PR #3024, opened 2024-12-24
replaced useAxios hook with useQuery and fixed all the bugs with it

markgol777:
Replaced useAxios with useQuery in PopularCategories component

image

### DIFF
--- a/src/components/popular-categories/PopularCategories.tsx
+++ b/src/components/popular-categories/PopularCategories.tsx
@@ -1,6 +1,6 @@
 import Box from '@mui/material/Box'
 import { SxProps } from '@mui/material/styles'
-import { FC, useCallback, useMemo } from 'react'
+import { FC, useMemo, useCallback } from 'react'
 import { useTranslation } from 'react-i18next'
 import { useNavigate } from 'react-router-dom'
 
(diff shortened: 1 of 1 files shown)


src/components/popular-categories/PopularCategories.tsx
```diff
@@ -24,60 +23,66 @@ import {
...
+    return response.data
+  }, [itemsToShow])
+
+  const { data, isLoading } = useQuery<ItemsWithCount<CategoryInterface>>({
+    queryKey: ['popularCategories', itemsToShow],
+    queryFn: getCategories
   })
 
-  const oppositeRole = getOpositeRole(userRole)
+  const oppositeRole = useMemo(() => getOpositeRole(userRole), [userRole])
```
================
Task to complete: Quote the listing above from its first line to the line with "--- a/src/components/popular-categories/PopularCategories.tsx", inclusive, and add nothing.

Answer space:
PR #3024, opened 2024-12-24
replaced useAxios hook with useQuery and fixed all the bugs with it

markgol777:
Replaced useAxios with useQuery in PopularCategories component

image

### DIFF
--- a/src/components/popular-categories/PopularCategories.tsx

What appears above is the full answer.